Answer
(a) and (f) label the same point
(b) and (h) label the same point
(c) and (g) label the same point
(d) and (e) label the same point
Work Step by Step
Plotting $(r,\theta):$
- if $r$ is positive, then the point lies on the terminal side of $\theta$
- if $r$ is negative, then the point lies opposite the terminal side of $\theta$ (it lies on the terminal side of $\theta\pm\pi$)

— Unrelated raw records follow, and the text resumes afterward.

Issue #4877, opened 2024-12-20
[lit] Remove "Lit is in dev mode" warning


maxpatiiuk:
### Should this be an RFC?

- [x] This is not a substantial change

### Which package is this a feature request for?

Lit Core (lit / lit-html / lit-element / reactive-element)

### Description

Lit emits a `Lit is in dev mode` warning when Lit is loaded using the development bundle, rather than production:

![Image](https://github.com/user-attachments/assets/2926362e-b9ec-4c53-ad2e-03382f5a4c9c)

I understand that this warning is useful for detecting cases when development mode of Lit is accidentally used in production, but I do not know how likely that is, or if it is worth the tradeoff.

From my understanding, Lit's dev mode is only enabled when the "development" export condition is set - thus, it is a quite deliberate opt-in step, so I am not sure how likely it is that development build is accidentally shipped to production.

Some negative consequences of this warning:
- Clutteres the console, adding noise and distracting from real warnings/errors
- Affects the console not only of the team working on a Lit package, but also of any consumer of that Lit-authored package - that is a lot of console noise. Some users might even be confused into thinking something is misconfigured/not working right because they see this warning
- Cluttering the console is especially bad when running isolated tests, as each test spams the console with this warning
- This warning can break tests. Many testing setups use [jest-fail-on-console](https://www.npmjs.com/package/jest-fail-on-console) or [vitest-fail-on-console](https://www.npmjs.com/package/vitest-fail-on-console) to fail the test when any error or warning is emitted - Lit's warning falsely fails tests and requires special configuration to avoid
- Some organizations have a 0 warning policy

### Alternatives and Workarounds

I understand that this warning can be disabled by adding the following code:
```js
globalThis.litIssuedWarnings ??= new Set();
globalThis.litIssuedWarnings.add(
  "Lit is in dev mode. Not recommended for production! See https://lit.dev/msg/dev-mode for more information.",
);
```

However, that is far from an ideal solution because the above code would need to be added by every consumer of my package.
Worse, since Lit's warning is emitted in global scope, the consumers have to make sure the above code is added before Lit is imported - which can be challenging in some apps (and the fact that imports are hoisted makes that even trickier)

justinfagnani:
This warning is important to us to help discourage misconfigured builds and deployments from shipping the debug code in Lit. Given that we include extra debug code, including validity checks that can effect performance, we really want to keep the warning.

[...]

PR #4901, opened 2025-01-21
feat(lit): make disabling dev mode warnings simpler

maxpatiiuk:
Makes it much easier to work around https://github.com/lit/lit/issues/4877.
By adding queueMicrotask, the warnings are no longer emitted in the global scope, which makes disabling them much easier (see referenced issue for details).

With this change, I am able to add code for disabling this warning to my runtime code - with that, the warning is be disabled for all consumers of my library without them having to do anything special in their test setup files.

The warning is still enabled by default in vanilla Lit for those who prefer it.

The original discussion was only about the "Lit is in dev mode" warning, but I made this change for other global scope warnings too for consistency.

## Testing

Verified that after this change I am able to silence Lit's dev mode warning regardless of the order of imports.

### DIFF
--- a/packages/lit-element/src/lit-element.ts
+++ b/packages/lit-element/src/lit-element.ts
@@ -279,9 +279,11 @@ export const _$LE = {
 // This line will be used in regexes to search for LitElement usage.
 (globalThis.litElementVersions ??= []).push('4.1.1');
 if (DEV_MODE && globalThis.litElementVersions.length > 1) {
-  issueWarning!(
-    'multiple-versions',
-    `Multiple versions of Lit loaded. Loading multiple versions ` +
-      `is not recommended.`
-  );
+  queueMicrotask(() => {
+    issueWarning!(
+      'multiple-versions',
+      `Multiple versions of Lit loaded. Loading multiple versions ` +
+        `is not recommended.`
+    );
+  });
 }
--- a/packages/lit-html/src/lit-html.ts
+++ b/packages/lit-html/src/lit-html.ts
@@ -228,10 +228,12 @@ if (DEV_MODE) {
     }
   };
 
-  issueWarning(
-    'dev-mode',
-    `Lit is in dev mode. Not recommended for production!`
-  );
+  queueMicrotask(() => {
+    issueWarning(
+      'dev-mode',
+      `Lit is in dev mode. Not recommended for production!`
+    );
+  });
 }
 
 const wrap =
@@ -2197,11 +2199,13 @@ polyfillSupport?.(Template, ChildPart);
 // This line will be used in regexes to search for lit-html usage.
 (global.litHtmlVersions ??= []).push('3.2.1');
 if (DEV_MODE && global.litHtmlVersions.length > 1) {
-  issueWarning!(
-    'multiple-versions',
-    `Multiple versions of Lit loaded. ` +
-      `Loading multiple versions is not recommended.`
-  );
+  queueMicrotask(() => {
+    issueWarning!(
+      'multiple-versions',
+      `Multiple versions of Lit loaded. ` +
+        `Loading multiple versions is not recommended.`
+    );
+  });
 }
 
 /**
--- a/packages/reactive-element/src/reactive-element.ts
+++ b/packages/reactive-element/src/reactive-element.ts
@@ -94,19 +94,21 @@ if (DEV_MODE) {
     }
   };
 
-  issueWarning(
-    'dev-mode',
-    `Lit is in dev mode. Not recommended for production!`
-  );
-
-  // Issue polyfill support warning.
-  if (global.ShadyDOM?.inUse && polyfillSupport === undefined) {
+  queueMicrotask(() => {
     issueWarning(
-      'polyfill-support-missing',
-      `Shadow DOM is being polyfilled via \`ShadyDOM\` but ` +
-        `the \`polyfill-support\` module has not been loaded.`
+      'dev-mode',
+      `Lit is in dev mode. Not recommended for production!`
     );
-  }
+
+    // Issue polyfill support warning.
+    if (global.ShadyDOM?.inUse && polyfillSupport === undefined) {
+      issueWarning(
+        'polyfill-support-missing',
+        `Shadow DOM is being polyfilled via \`ShadyDOM\` but ` +
+          `the \`polyfill-support\` module has not been loaded.`
+      );
+    }
+  });
 }
 
 /**
@@ -1671,9 +1673,11 @@ if (DEV_MODE) {
 // This line will be used in regexes to search for ReactiveElement usage.
 (global.reactiveElementVersions ??= []).push('2.0.4');
 if (DEV_MODE && global.reactiveElementVersions.length > 1) {
-  issueWarning!(
-    'multiple-versions',
-    `Multiple versions of Lit loaded. Loading multiple versions ` +
-      `is not recommended.`
-  );
+  queueMicrotask(() => {
+    issueWarning!(
+      'multiple-versions',
+      `Multiple versions of Lit loaded. Loading multiple versions ` +
+        `is not recommended.`
+    );
+  });
 }


maxpatiiuk:
cc @sorvell for review

sorvell (changes requested):
We need to add a test for this. To facilitate this, let's consider adding to the issueWarning tracker the code for the warning in addition to the warning itself.

Then I hope you could do something like:

```js
window.litIssuedWarnings ?? = new Set();
window.litIssuedWarnings.add(`dev-mode`);
```

maxpatiiuk:
Done - though it won't work fully till https://github.com/lit/lit.dev/issues/1350 is in place (which requires Lit team to update the dev website)
Until then, I will add fallback code in issuedWarnings to prevent empty warning code from disabling warnings for disperate empty code warning messages.

---

Also, I noticed that reactive-element already disables warnings based on a code (which does not match the warning code):
https://github.com/lit/lit/blob/6a232e92af9372892c7a916dd3d25947be674ee0/packages/reactive-element/src/reactive-element.ts#L1168-L1174

packages/lit-element/src/lit-element.ts
```diff
@@ -97,15 +97,17 @@ let issueWarning: (code: string, warning: string) => void;
 if (DEV_MODE) {
   // Ensure warnings are issued only 1x, even if multiple versions of Lit
   // are loaded.
-  const issuedWarnings: Set<string | undefined> =
-    (globalThis.litIssuedWarnings ??= new Set());
+  globalThis.litIssuedWarnings ??= new Set();
```
maxpatiiuk, line 100: some of your tests are re-assigning `globalThis.litIssuedWarnings`.
to better support that use case, rather than having local `issuedWarnings` variable, always check what is the current globalThis.litIssuedWarnings value

packages/lit-element/src/lit-element.ts
```diff
@@ -97,15 +97,17 @@ let issueWarning: (code: string, warning: string) => void;
...
   issueWarning = (code: string, warning: string) => {
     warning += ` See https://lit.dev/msg/${code} for more information.`;
-    if (!issuedWarnings.has(warning)) {
+    if (
+      !globalThis.litIssuedWarnings!.has(warning) &&
+      !globalThis.litIssuedWarnings!.has(code)
+    ) {
       console.warn(warning);
-      issuedWarnings.add(warning);
+      globalThis.litIssuedWarnings!.add(warning);
```
maxpatiiuk, line 110: While user now has the ability to disable warnings based on warning code, the issueWarning itself still only disables the warnings it emitted using warning content rather than code.
This is because, in case of reactive-element, the same warning message may be emitted once for each tag name (rather than once for entire app) - that seems like a useful behavior.

https://github.com/lit/lit/blob/6a232e92af9372892c7a916dd3d25947be674ee0/packages/reactive-element/src/reactive-element.ts#L1175-L1178

packages/lit-element/src/test/lit-element_dev_mode_disable_test.ts
```diff
@@ -0,0 +1,45 @@
...
+import {LitElement} from 'lit-element';
+import {assert} from 'chai';
+
+// Note, since tests are not built with production support, detect DEV_MODE
+// by checking if warning API is available.
+const DEV_MODE = !!LitElement.enableWarning;
+
+if (DEV_MODE) {
+  globalThis.litIssuedWarnings ??= new Set();
+  globalThis.litIssuedWarnings!.add('dev-mode');
```
maxpatiiuk, line 16: dev-mode warning is now delayed by a microtask so we can disable the warning here (even after lit-element is already imported)

However, we can't do so inside of test/suiteSetup as they run later than a microtask.
Not an issue for my use case as disabling warnings in the global scope is now easy (so my library can do so for all consumers).

packages/reactive-element/src/test/reactive-element_dev_mode_disable_test.ts
```diff
@@ -0,0 +1,78 @@
...
+      test('disabled warning of dev mode', () => {
+        assert.isFalse(
+          Array.from(litWarnings).some((v) => v?.includes('Lit is in dev mode'))
+        );
+        assert.isTrue(
+          Array.from(litWarnings).some((v) => v?.includes('dev-mode'))
+        );
+      });
+
+      (missingPlatformSupport ? test : test.skip)(
```
maxpatiiuk, line 61: is this still needed?

packages/lit-element/src/test/lit-element_dev_mode_disable_test.ts
```diff
@@ -0,0 +1,45 @@
...
+      console.warn = (message: string) => warnings.push(message);
+    });
+
+    suiteTeardown(() => {
+      console.warn = consoleWarn;
+    });
+
+    const litWarnings = globalThis.litIssuedWarnings!;
+
+    test('dev mode waring was disabled', () => {
```
sorvell, line 33:
```suggestion
    test('dev mode warning was disabled', () => {
```

packages/lit-element/src/lit-element.ts
```diff
@@ -97,15 +97,17 @@ let issueWarning: (code: string, warning: string) => void;
 if (DEV_MODE) {
   // Ensure warnings are issued only 1x, even if multiple versions of Lit
   // are loaded.
-  const issuedWarnings: Set<string | undefined> =
-    (globalThis.litIssuedWarnings ??= new Set());
+  globalThis.litIssuedWarnings ??= new Set();
 
   // Issue a warning, if we haven't already.
```
sorvell, line 102:
```suggestion
  /** 
   * Issue a warning if we haven't already, based either on `code` or `warning`.
   * Warnings are disabled automatically only by `warning`; disabling via `code` 
   * can be done by users.
   */
```

packages/lit-html/src/lit-html.ts
```diff
@@ -215,23 +215,28 @@ let debugLogRenderId = 0;
 let issueWarning: (code: string, warning: string) => void;
 
 if (DEV_MODE) {
-  global.litIssuedWarnings ??= new Set();
+  globalThis.litIssuedWarnings ??= new Set();
 
   // Issue a warning, if we haven't already.
```
sorvell, line 220:
```suggestion
  /** 
   * Issue a warning if we haven't already, based either on `code` or `warning`.
   * Warnings are disabled automatically only by `warning`; disabling via `code` 
   * can be done by users.
   */
```

packages/lit-html/src/test/lit-html_dev_mode_disable_test.ts
```diff
@@ -0,0 +1,47 @@
...
+    suiteTeardown(() => {
+      console.warn = consoleWarn;
+    });
+
+    const litWarnings = globalThis.litIssuedWarnings!;
+
+    test('dev mode waring was disabled', () => {
+      // Ensure lit-html package is imported
+      void html``;
+      assert.lengthOf(
```
sorvell, line 36: Add comment that this will check if the warning was issued.

packages/lit-html/src/test/lit-html_dev_mode_disable_test.ts
```diff
@@ -0,0 +1,47 @@
...
+// Note, since tests are not built with production support, detect DEV_MODE
+// by checking if warning API is available.
+const DEV_MODE = !!globalThis.litIssuedWarnings;
+
+if (DEV_MODE) {
+  globalThis.litIssuedWarnings ??= new Set();
+  globalThis.litIssuedWarnings!.add('dev-mode');
+
+  suite('Can disable developer mode warning', () => {
+    const warnings: string[] = [];
```
sorvell, line 19: Is this used? Remove if not.

packages/lit-html/src/test/lit-html_dev_mode_test.ts
```diff
@@ -0,0 +1,52 @@
...
+        container.parentNode.removeChild(container);
+      }
+    });
+
+    const litWarnings = globalThis.litIssuedWarnings!;
+
+    test('warns for dev mode only 1x', () => {
+      // Ensure lit-html package is imported
+      void html``;
+      assert.equal(
```
sorvell, line 46: Add comment that this will check that warning was not issued.

packages/reactive-element/src/decorators/query.ts
```diff
@@ -20,17 +20,19 @@ let issueWarning: (code: string, warning: string) => void;
 if (DEV_MODE) {
   // Ensure warnings are issued only 1x, even if multiple versions of Lit
   // are loaded.
-  const issuedWarnings: Set<string | undefined> =
-    (globalThis.litIssuedWarnings ??= new Set());
+  globalThis.litIssuedWarnings ??= new Set();
 
   // Issue a warning, if we haven't already.
```
sorvell, line 25:
```suggestion
  /** 
   * Issue a warning if we haven't already, based either on `code` or `warning`.
   * Warnings are disabled automatically only by `warning`; disabling via `code` 
   * can be done by users.
   */
```

packages/reactive-element/src/reactive-element.ts
```diff
@@ -82,31 +82,35 @@ const polyfillSupport = DEV_MODE
 if (DEV_MODE) {
   // Ensure warnings are issued only 1x, even if multiple versions of Lit
   // are loaded.
-  const issuedWarnings: Set<string | undefined> = (global.litIssuedWarnings ??=
-    new Set());
+  globalThis.litIssuedWarnings ??= new Set();
 
   // Issue a warning, if we haven't already.
```
sorvell, line 87:
```suggestion
  /** 
   * Issue a warning if we haven't already, based either on `code` or `warning`.
   * Warnings are disabled automatically only by `warning`; disabling via `code` 
   * can be done by users.
   */
```

packages/reactive-element/src/test/reactive-element_dev_mode_disable_test.ts
```diff
@@ -0,0 +1,78 @@
...
+const DEV_MODE = !!ReactiveElement.enableWarning;
+
+if (DEV_MODE) {
+  globalThis.litIssuedWarnings ??= new Set();
+  globalThis.litIssuedWarnings!.add('dev-mode');
+  globalThis.litIssuedWarnings!.add('polyfill-support-missing');
+
+  suite('Can disable developer mode warning', () => {
+    let container: HTMLElement;
+    let warnings: string[] = [];
```
sorvell, line 21: Again, remove if unused.

sorvell (changes requested):

packages/lit-html/src/lit-html.ts
```diff
@@ -215,23 +215,28 @@ let debugLogRenderId = 0;
 let issueWarning: (code: string, warning: string) => void;
 
 if (DEV_MODE) {
-  global.litIssuedWarnings ??= new Set();
+  globalThis.litIssuedWarnings ??= new Set();
```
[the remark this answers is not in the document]
maxpatiiuk: I didn't realize `global` referred to a local variable rather than a Node.js global. Will revert

maxpatiiuk:
Thanks for the review! Applied all suggested fixes

sorvell (approved):

maxpatiiuk:
Merge conflict resolved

$ 2k\pi$ can be added to any angle to make terminal sides coincide.
$(a)$
Among other polar pairs representing $(-2,\pi/3):$is
$(2,\pi/3-\pi)=(2,-2\pi/3)$ ... choice ($f$)
$(b)$
Among other polar pairs representing $(2,-\pi/3):$is
$(-2,-\pi/3+\pi)=(-2,2\pi/3)$ ... choice ($h$)
$(c)$
Among other polar pairs representing $(r,\theta):$is
$(-r,\theta+\pi)$ ... choice ($g$)
$(d)$
Among other polar pairs representing $(+r,(\theta+\pi)):$ is
$(-r,(\theta+\pi)-\pi): =(-r,\theta)$ ... choice ($e$)
All choices have been paired:
(a) and (f) label the same point
(b) and (h) label the same point
(c) and (g) label the same point
(d) and (e) label the same point